§ **Aim of the exercise**
Tally the lines of the records below that include the word "https", and write down only that tally.

§ **Material provided**
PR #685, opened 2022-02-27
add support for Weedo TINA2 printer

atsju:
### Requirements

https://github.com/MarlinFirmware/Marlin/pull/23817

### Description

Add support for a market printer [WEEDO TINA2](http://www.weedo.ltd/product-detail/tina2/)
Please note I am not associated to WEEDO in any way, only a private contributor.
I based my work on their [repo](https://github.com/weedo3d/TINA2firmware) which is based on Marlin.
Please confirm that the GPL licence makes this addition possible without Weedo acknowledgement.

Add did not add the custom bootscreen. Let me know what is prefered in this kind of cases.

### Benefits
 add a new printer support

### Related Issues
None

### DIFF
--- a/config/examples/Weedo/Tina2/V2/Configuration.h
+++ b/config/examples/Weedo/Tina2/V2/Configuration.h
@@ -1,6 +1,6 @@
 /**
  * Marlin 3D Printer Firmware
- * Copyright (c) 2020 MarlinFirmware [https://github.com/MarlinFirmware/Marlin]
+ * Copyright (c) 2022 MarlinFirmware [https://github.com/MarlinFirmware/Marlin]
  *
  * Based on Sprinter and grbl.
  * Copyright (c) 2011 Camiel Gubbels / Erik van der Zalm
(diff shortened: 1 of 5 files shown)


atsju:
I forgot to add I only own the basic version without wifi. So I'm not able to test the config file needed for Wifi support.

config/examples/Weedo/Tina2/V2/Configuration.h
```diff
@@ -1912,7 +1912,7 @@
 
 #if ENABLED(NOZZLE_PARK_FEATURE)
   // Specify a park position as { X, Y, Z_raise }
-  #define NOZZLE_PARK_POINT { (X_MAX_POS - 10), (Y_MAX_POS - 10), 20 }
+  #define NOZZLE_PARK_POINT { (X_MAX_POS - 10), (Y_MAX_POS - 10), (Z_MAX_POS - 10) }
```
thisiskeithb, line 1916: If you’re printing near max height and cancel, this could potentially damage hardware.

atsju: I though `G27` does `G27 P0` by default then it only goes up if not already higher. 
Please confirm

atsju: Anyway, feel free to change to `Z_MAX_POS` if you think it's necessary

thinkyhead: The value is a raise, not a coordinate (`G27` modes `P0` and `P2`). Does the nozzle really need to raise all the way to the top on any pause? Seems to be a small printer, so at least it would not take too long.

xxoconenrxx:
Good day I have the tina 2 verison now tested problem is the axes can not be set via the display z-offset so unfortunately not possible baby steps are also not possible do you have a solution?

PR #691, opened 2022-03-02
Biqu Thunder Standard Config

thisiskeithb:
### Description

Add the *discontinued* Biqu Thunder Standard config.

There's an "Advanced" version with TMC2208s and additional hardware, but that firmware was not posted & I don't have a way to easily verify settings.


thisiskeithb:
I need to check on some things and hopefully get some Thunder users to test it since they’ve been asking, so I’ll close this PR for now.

§ **Written solution**
4